Christine Fischette, executive director for global business development and licensing at Novartis, said during the partnering session that "big pharma/biotech collaborations are the future of the industry." At the same time, deals must be tailored to the needs and interests of both partners in terms of funding and control, governance, noncompete agreements, intellectual property, and exit provisions. "Deal complexity is rising," she said. While product failure can sink an alliance, it is not the only stumbling block. Poor communication between partners is often "the stone around the neck of the deal," Fischette said.

"We are very open to partnering, now more than ever," said Barbara Yanni, chief licensing officer at Merck. New areas of interest for Merck are diabetes and oncology. She explained that one-third of the company's revenue is attributable to licensed products and patents. To date in 2004, Merck has signed 26 deals and has more than 40 in the pipeline for the year, compared with 47 deals for all of 2003.

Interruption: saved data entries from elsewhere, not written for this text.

PR #990, opened 2026-01-16
[FEAT] Add NoiseModel.summary()

### LINKED ISSUE #966: Add report generation functionality for NoiseModel
### Motivation
Currently, when comparing noise parameters to their actual usage in emulation, it's difficult to see the derived/computed quantities. Most noise parameters are used directly, but some (like sigmas for doppler and atom positions in register noise) are derived from the input parameters. Having a report would make it easier to:
- Understand what values are actually being used in the emulation
- Debug and validate noise model configurations
- Compare expected vs actual noise parameters

### Proposed Solution
Create a method (e.g., `NoiseModel.report()` or similar) that outputs:
- All noise parameters as directly used in emulation
- Derived quantities (particularly sigmas for doppler and atom position register noise)
- Clear labeling to distinguish input parameters from computed values

### Additional Context
This would primarily benefit users debugging simulations or validating that their noise model configurations produce the expected behavior in emulation.

a-corni:
Summarize the effect of the noises in the NoiseModel on the atoms, in order of appearance in the Sequence (Register, state initialization, amplitude, detuning, noise channels, measurement).
It's a verbose summary, as a string. I find this is the most useful to summarize the noise effects. I think we can have another issue where we provide the most noise quantities as a dictionnary (if needed).
Sums up the quantities that will be resampled when generating the trajectories at the end of the summary (signals them with **, not to confound T2* with such quantity). Didn't write NoiseModel.runs since it's now deprecated. 
Fixes #966

### DIFF
--- a/pulser-core/pulser/json/abstract_repr/schemas/config-schema.json
+++ b/pulser-core/pulser/json/abstract_repr/schemas/config-schema.json
@@ -447,14 +447,14 @@
             },
             "evaluation_times": {
                 "$ref": "#/evaluation_times"
+            },
+            "tag_suffix": {
+                "description": "added to base_tag to distinguish different instances",
+                "type": [
+                    "string",
+                    "null"
+                ]
             }
-        },
-        "tag_suffix": {
-            "description": "added to base_tag to distinguish different instances",
-            "type": [
-                "string",
-                "null"
-            ]
         },
         "required": [
             "observable",
--- a/tests/test_backend_abstract_repr.py
+++ b/tests/test_backend_abstract_repr.py
@@ -134,6 +134,11 @@ class TestObservableRepr:
                 "num_shots", None
             )
 
+        # Check observable against the schema via config serialization
+        EmulationConfig(observables=[obs]).to_abstract_repr(
+            skip_validation=False
+        )
+
     @mark.parametrize(
         "state_kwargs",
         [


pulser-core/pulser/noise_model.py
```diff
@@ -628,3 +677,129 @@ def from_abstract_repr(obj_str: str) -> NoiseModel:
...
+                    _summary += (
+                        "       - Doppler fluctuations**: "
+                        f"{doppler_sigma(self.temperature)} rad/µs\n"
+                    )
+            if len(self.detuning_hf_psd) > 0:
+                psd = list(zip(self.detuning_hf_omegas, self.detuning_hf_psd))
+                _summary += (
+                    "  - High-Frequency Detuning fluctuations**, PSD: "
+                    f"{psd} (rad/µs, rad/µs)\n"
+                )
```
HGSilveri: Isn't this going to screw up the summary given the amount of points? Maybe you can just mention how to access the points instead of including them in the string

pulser-core/pulser/noise_model.py
```diff
@@ -106,6 +108,53 @@
 )
 
 
+def doppler_sigma(temperature: float) -> float:
```
HGSilveri: As discussed, let's take the opportunity to make this private

HGSilveri:
I think it would be nice to showcase this in the `Noise Model` tutorial (and it would also give me a good example to look at :sweat_smile: )

pulser-core/pulser/noise_model.py
```diff
@@ -628,3 +677,191 @@ def from_abstract_repr(obj_str: str) -> NoiseModel:
                 obj_str
             )
         )
+
+    def get_noise_table(self) -> dict[str, tuple[Any, str]]:
+        """Maps noise quantities impacting simu. with their value and units."""
```
HGSilveri: I think we could shorten this to
```suggestion
        """Maps non-zero noise quantities with their value and units."""
```

HGSilveri: Also, a `Returns` section could be nice

pulser-core/pulser/noise_model.py
```diff
@@ -628,3 +677,191 @@ def from_abstract_repr(obj_str: str) -> NoiseModel:
...
+            _summary += "- Register Position Fluctuations**:\n"
+            _summary += (
+                "  - XY-Plane Position Fluctuations: "
+                f"{_repr_value_unit(*noise_table['register_sigma_xy'])}\n"
+            )
+            _summary += (
+                "  - Z-Axis Position Fluctuations: "
+                f"{_repr_value_unit(*noise_table['register_sigma_z'])}\n"
+            )
+            add_to_traj_summary.append("register, ")
```
HGSilveri: Here my general reccomendation would be to create list of lines that you join at the end with `"\n"`, so you would go like this

```suggestion
        _summary = ["Noise summary:"]
        noise_table = self.get_noise_table()
        add_to_traj_summary = []
        # Follow the impact as in step-by-step tutorial
        if "register_sigma_xy" in noise_table:
            assert "register_sigma_z" in noise_table
            # 1. Register
            _summary += [
                "- Register Position Fluctuations**:",
                "  - XY-Plane Position Fluctuations: "
                f"{_repr_value_unit(*noise_table['register_sigma_xy'])}",
                "  - Z-Axis Position Fluctuations: "
                f"{_repr_value_unit(*noise_table['register_sigma_z'])}",
            ]
            add_to_traj_summary.append("register, ")
```

I prefer this because I find it more readable and you don't have to care about the `\n` everywhere.

pulser-core/pulser/noise_model.py
```diff
@@ -628,3 +677,191 @@ def from_abstract_repr(obj_str: str) -> NoiseModel:
...
+            table["p_false_neg"] = (self.p_false_neg, "")
+        return table
+
+    def summary(self) -> str:
+        """A readable summary of the impact of the noise on the simulation."""
+
+        def _repr_value_unit(value: Any, unit: str) -> str:
+            if unit == "":
+                return f"{value}"
+            return f"{value} {unit}"
```
HGSilveri: I think we should round floats to a few significant digits (maybe the Python default of 6 is fine):

```suggestion
        def _repr_value_unit(value: Any, unit: str) -> str:
            value_str = f"{value:g}" if isinstance(value, float) else f"{value}"
            if unit == "":
                return value_str
            return f"{value_str} {unit}"
```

Merck, Yanni explained, still holds fast to its in-house development efforts but also realizes that partnering with biotech firms ensures strong research capabilities. To this end, the company has recently refined and significantly accelerated the negotiation process for alliances, making the voyage from first meeting to signature happen in two to five months with senior management committed to timely decision-making. At the same time, deals have become more expensive and the jostling among big drug companies for partners, more competitive. "Partners tell us about the other deal offers they have on the table," Yanni said.

In one alliance outlined at the session, it was the technology platform at the biotech firm Sequenom that caught the eye of Procter & Gamble Pharmaceuticals. Sequenom has DNA analysis capabilities to do whole-genome scans and comparative sequencing. "We are interested in that approach," said Don Lucas, who is responsible for worldwide strategic alliances, discovery, and early development at P&G. "They are good at genomics, and we are good at drug discovery," he said, joking that the public may not be familiar with the drug discovery division of the "soap company."

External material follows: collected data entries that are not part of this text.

PR #992, opened 2026-01-22
[FIX] Make BackendConfig read-only + Add `BackendConfig.with_changes()`

HGSilveri:
`BackendConfig` currently allows unsafe in-place changes. This PR:

- Blocks `__setattr__` to make the class read-only
- Adds a `BackendConfig.with_changes()` method (**the name is up for discussion**) to make a copy with modifications


a-quelle-pasqal (approved):
good. This was bugging me a bit.

pulser-core/pulser/backend/config.py
```diff
@@ -109,6 +112,10 @@ def __init__(
         # Store in _backend_options together with all the other paramters
         self._backend_options["default_num_shots"] = default_num_shots
 
+    def with_changes(self: Self, **changes: Any) -> Self:
```
a-corni, line 115: Nice typing
nit: I found `replace` more intuitive than `with_changes` but

tests/test_backend.py
```diff
@@ -665,8 +677,20 @@ def test_emulation_config():
...
+    with pytest.raises(
+        AttributeError,
+        match=re.escape(
+            "'EmulationConfig' is read-only. Please use "
+            "'EmulationConfig.with_changes(n_trajectories=...)'"
+        ),
+    ):
+        config.n_trajectories = 10
+
+    assert config.with_changes(n_trajectories=10).n_trajectories == 10
```
a-corni, line 693: nit: Eventually just check that config is unchanged `assert config.n_trajectories == 1`

a-corni (commented):
I have two nits but otherwise it looks good to me !

pulser-core/pulser/backend/config.py
HGSilveri: My issue is that `replace()` as a method implies in-place substitution, while if you put `with_...` it's generally understood that it will return a new instance (and it's also what we follow on e.g. `with_new_device`).

With that in mind, I was torn between `with_changes()` and `with_updates()`, do you have a preference?

a-corni (approved):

ESSENTIALLY, Lucas said, P&G is building a medical business out of its core detergent franchise. In particular, bisphosphonates have grown out of the chemistry of creating soapsuds to reveal their potential for osteoporosis treatment. P&G's Actonel (risedronate sodium) is a bisphosphonate that regulates bone metabolism. Fosamax (alendronate sodium) by Merck and Aredia (pamidronate disodium) by Novartis are other bisphosphonate-based osteoporosis medications.

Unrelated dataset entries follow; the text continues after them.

PR #993, opened 2026-01-22
[FIX] EOM: Allow for the definition of |detuning_off|>Channel.max_abs_detuning

### LINKED ISSUE #953: Detuning goes beyond the accepted range in EOM mode at extreme values of detuning_on
# Description

Currently, the `Device.max_abs_detuning` is enforced to all values of detuning in a channel. This causes a failure at a particular edge-case:

- When `Device.eom_config.controlled_beams` has a single entry, there will be a single option of `detuning_off = detuning_on + lightshift`, where: 
  - `lightshift > 0` if the controlled beam is the RED
  - `lightshift < 0` if the controlled beam is the BLUE

- Taking the more common case where `lightshift < 0` let's imagine `detuning_on` is asked to be `-max_abs_detuning`
- Then, `detuning_off = -max_abs_detuning + lightshift < -max_abs_detuning` i.e. the `detuning_off` unavoidable falls outside the `max_abs_detuning` range
- **Currently, this fails ungracefully**
- Note that `detuning_on` doesn't even have to be set at the extreme value, anywhere between `]-max_abs_detuning-lightshift, -max_abs_detuning]` would trigger the same error

## MRE
With `pulser-core == 1.6.2`
```python
import pulser

seq = pulser.Sequence(pulser.Register({"q0": (0, 0)}), pulser.AnalogDevice)
seq.declare_channel("rydberg_global", "rydberg_global")
max_abs_detuning = seq.declared_channels["rydberg_global"].max_abs_detuning
seq.enable_eom_mode("rydberg_global", amp_on=1., detuning_on=-max_abs_detuning)
``` 
<details>
  <summary>Traceback</summary>

```
ValueError                                Traceback (most recent call last)
Cell In[6], [line 6](vscode-notebook-cell:?execution_count=6&line=6)
      4 seq.declare_channel("rydberg_global", "rydberg_global")
      5 max_abs_detuning = seq.declared_channels["rydberg_global"].max_abs_detuning
----> [6](vscode-notebook-cell:?execution_count=6&line=6) seq.enable_eom_mode("rydberg_global", amp_on=1., detuning_on=-max_abs_detuning)

File ~/git/Pulser/pulser-core/pulser/sequence/_decorators.py:82, in verify_parametrization.<locals>.wrapper(self, *args, **kwargs)
     80 for x in chain(args, kwargs.values()):
     81     verify_variable(self, x)
---> [82](https://file+.vscode-resource.vscode-cdn.net/home/henrique/git/Pulser/~/git/Pulser/pulser-core/pulser/sequence/_decorators.py:82) func(self, *args, **kwargs)

File ~/git/Pulser/pulser-core/pulser/sequence/_decorators.py:154, in conditionally_block.<locals>.decorator.<locals>.wrapper(self, *args, **kwargs)
    134     if (
    135         # If truncate is a parametrized call and one of the blocker
    136         # calls is before it, no more instructions are accepted
   (...)
    146         )
    147     ):
    148         raise RuntimeError(
    149             "The sequence can only be measured. This is because it"
    150             f"is parametrized and one or more of {blocker_calls} "
    151             "was called before a `truncate()` call."
    152         )
--> [154](https://file+.vscode-resource.vscode-cdn.net/home/henrique/git/Pulser/~/git/Pulser/pulser-core/pulser/sequence/_decorators.py:154) return func(self, *args, **kwargs)

File ~/git/Pulser/pulser-core/pulser/sequence/sequence.py:1044, in Sequence.enable_eom_mode(self, channel, amp_on, detuning_on, optimal_detuning_off, correct_phase_drift)
   1041 if not channel_obj.supports_eom():
   1042     raise TypeError(f"Channel '{channel}' does not have an EOM.")
-> [1044](https://file+.vscode-resource.vscode-cdn.net/home/henrique/git/Pulser/~/git/Pulser/pulser-core/pulser/sequence/sequence.py:1044) detuning_off, switching_beams = self._process_eom_parameters(
   1045     channel_obj, amp_on, detuning_on, optimal_detuning_off
   1046 )
   1047 if not self.is_parametrized():
   1048     assert not isinstance(amp_on, Parametrized)

File ~/git/Pulser/pulser-core/pulser/sequence/sequence.py:2505, in Sequence._process_eom_parameters(self, channel_obj, amp_on, detuning_on, optimal_detuning_off)
   2493 (
   2494     detuning_off,
   2495     switching_beams,
   (...)
   2500     return_switching_beams=True,
   2501 )
   2502 off_pulse = Pulse.ConstantPulse(
   2503     channel_obj.min_duration, 0.0, detuning_off, 0.0
   2504 )
...
    486     )
    487 avg_amp = np.average(amp_samples_np)
    488 if 0 < avg_amp < self.min_avg_amp:

ValueError: The pulse's detuning values go out of the range allowed for the chosen channel.
```
</details>

## The patch

The easiest thing to do would be to restrict the allowed values beyond `max_abs_detuning`, informing the user that `detuning_on` needs to be within a more restrict range to ensure `detuning_off` still respects `max_abs_detuning`.
This is not an ideal solution because
1. It requires the user to run into the error (unless we add a way to access the restricted valid `detuning_on` range + document this)
2. It restricts `detuning_on` beyond what is necessary

## The proper fix

The proper thing to do would be to **allow `detuning_off` to go beyond `max_abs_detuning`**. This is physically possible, since the spill over is coming from the lightshift contribution.
However, a change like this can have widespread ramifications. In particular, I'm concerned about the reliance on the assumption, both within our codebase or even outside of it, that the detuning is always within `[-max_abs_detuning, max_abs_detuning]`.

a-corni:
In EOM mode, the detuning is constant = detuning_on, but the detuning seen by the atom varies between detuning_on (when a pulse is applied ie when the switch beam(s) is(are) switched ON) and detuning off during enable_eom/disable_eom/delays (when the switch beam(s) is(are) switched OFF). 

We allow the definition of detuning_on=max_abs_detuning and allow to have |detuning_off|>Channel.max_abs_detuning. This doesn't have an impact on the rest of the stack.

PR starts by introducing a failing test, and then the feature that fixes it.

Fixes #953


pulser-core/pulser/sequence/sequence.py
```diff
@@ -2501,10 +2501,16 @@ def _process_eom_parameters(
                     float(optimal_detuning_off),
                     return_switching_beams=True,
                 )
-                off_pulse = Pulse.ConstantPulse(
-                    channel_obj.min_duration, 0.0, detuning_off, 0.0
+                # Detuning sent by laser is constant equal to detuning_on
+                assert np.isclose(
```
HGSilveri: This is assert is basically just testing `calculate_detuning_off()`, I'm not sure there is much need for it.

tests/pulser_simulation/test_simulation.py
```diff
@@ -2470,3 +2471,65 @@ def test_qutip_invalid_solver_error(seq):
             n_trajectories=1,
         )
         sim.run()
+
+
+@pytest.mark.parametrize("min_detuning_on", [False, True])
+def test_eom(mod_device, reg, min_detuning_on):
```
HGSilveri: nit: 

```suggestion
def test_eom_limit_det(mod_device, reg, min_detuning_on):
```

tests/pulser_simulation/test_simulation.py
```diff
@@ -2470,3 +2471,65 @@ def test_qutip_invalid_solver_error(seq):
...
+            "101": 9,
+        }
+    else:
+        assert final_state == {"000": 879, "010": 49, "100": 40, "001": 32}
+    # Also with noisy detuning
+    sim = QutipEmulator.from_sequence(
+        seq, noise_model=NoiseModel(detuning_sigma=0.1), n_trajectories=3
+    )
+    res = sim.run()
+    assert res[-1].bitstring_counts == {"000": 3}
```
HGSilveri: Honest question: do we actually care about the results here? Don't we just want to make sure QutipEmulator can handle it?

If we don't care, I would avoid the maintenance overhead of the hardcoded results

tests/test_sequence.py
```diff
@@ -71,6 +71,14 @@ def device():
     )
 
 
+def _eom_detuning_on_dict(max_abs_detuning: float) -> dict[str, float]:
+    """A dict of detuning_on possibilities in EOM mode."""
+    return {"NULL": 0, "MAX": -max_abs_detuning}
+
+
+EOM_DETUNING_ON_CHOICES: list[str] = list(_eom_detuning_on_dict(0))
```
HGSilveri: nit: I think it'd be fine and likely preferable to place these next to the test where you use them

tests/test_sequence.py
```diff
@@ -1155,6 +1163,7 @@ def test_switch_device_up(
 )
 
 
+@pytest.mark.parametrize("detuning_on_str", EOM_DETUNING_ON_CHOICES)
```
HGSilveri: I found this quite convoluted, could we be more explicit? E.g.


```suggestion
@pytest.mark.parametrize("detuning_on_option", ["NULL", "MAX"])
```

tests/test_sequence.py
```diff
@@ -1615,17 +1634,46 @@ def test_delay_at_rest(in_eom, at_rest, delay_duration):
...
     assert pulse.duration == 100
     if in_eom:
-        seq.enable_eom_mode("ryd", 1, 0, 0)
+        seq.enable_eom_mode("ryd", amp, det, 0)
         seq.add_eom_pulse("ryd", pulse.duration, 0)
+        assert len(seq._schedule["ryd"].eom_blocks) == 1
+        assert seq._schedule["ryd"].eom_blocks[0].detuning_on == det
+        assert (
+            det_off := seq._schedule["ryd"].eom_blocks[0].detuning_off
+        ) < det
```
HGSilveri: nit: I think these checks are a bit out of place here, considering that they don't have much to do with "delay at rest". You can perhaps move them further down (inside the `if in_eom:` you have at the end) and add a comment explaining why you are checking this

tests/test_sequence.py
```diff
@@ -3009,7 +3070,16 @@ def test_modify_eom_setpoint(
...
+    detuning_on_match = _eom_detuning_on_dict(ryd_ch_obj.max_abs_detuning)
+    detuning_on = detuning_on_match[detuning_on_str]
+    param_vals = [1.0, detuning_on]
+    if detuning_on + det_diff < -ryd_ch_obj.max_abs_detuning:
+        with pytest.raises(
+            ValueError, match="The pulse's detuning values go out of the range"
+        ):
+            seq.build(params=param_vals)
+        # Nothing else to check
+        return
```
HGSilveri: The issue with this construction is that you might inadvertedly always be entering this `if` and never reaching the lines after it. It would be cleaner and safer to test this separately

pulser-core/pulser/sequence/sequence.py
a-corni: I agree, I first used it to check my understanding and decided to let it to remind that if we someday change the computation of detuning_off, this has an impact here. Wdyt ?

tests/pulser_simulation/test_simulation.py
a-corni: Okay, but we actually don't have any tests with a Sequence using EOM.

tests/pulser_simulation/test_simulation.py
a-corni: I agree that the outcome with only n_trajectories=3 isn't meaningful enough. Let's delete this result comparison.

pulser-core/pulser/sequence/sequence.py
HGSilveri: If the purpose is to have a guardrail, I'd rather have us check that `detuning_off >= -max_abs_detuning + lightshift` if `lightshift < 0` or `detuning_off <= max_abs_detuning + lightshift` if `lightshift > 0`

a-corni: That would be similar to having `channel_obj.validate_pulse(off_pulse)` with `off_pulse = Pulse.ConstantPulse(channel_obj.min_duration, 0.0, detuning_off-lightshift, 0.0)`, right ?

HGSilveri: Yes, although that's perhaps more convoluted. The point is that we want to make sure the spill over comes exclusively from lightshift. I guess you can do `|detuning_off| - max_abs_detuning <= |lightshift|`

a-corni: I went for your first proposition in the end.

tests/test_sequence.py
a-corni: It's actually targetting only one of the cases I made by looping over [det_diff possibilities]x["NULL", "MAX"]. I have made it explicit that I am catching this case and this case only.

HGSilveri: Good enough for me :)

P&G is not interested in expanding in the crowded space of current treatments, Lucas said. The ideal drug candidate would be a small molecule that promotes bone growth and has a profile "better than a bisphosphonate." P&G had identified this strategic need internally when Sequenom approached it with an idea for an alliance. A $30 million collaboration ensued and has been in place for six months. The companies are currently working on expanding genomic validation of targets and expect three to five compounds to be ready for in vivo validation experiments soon.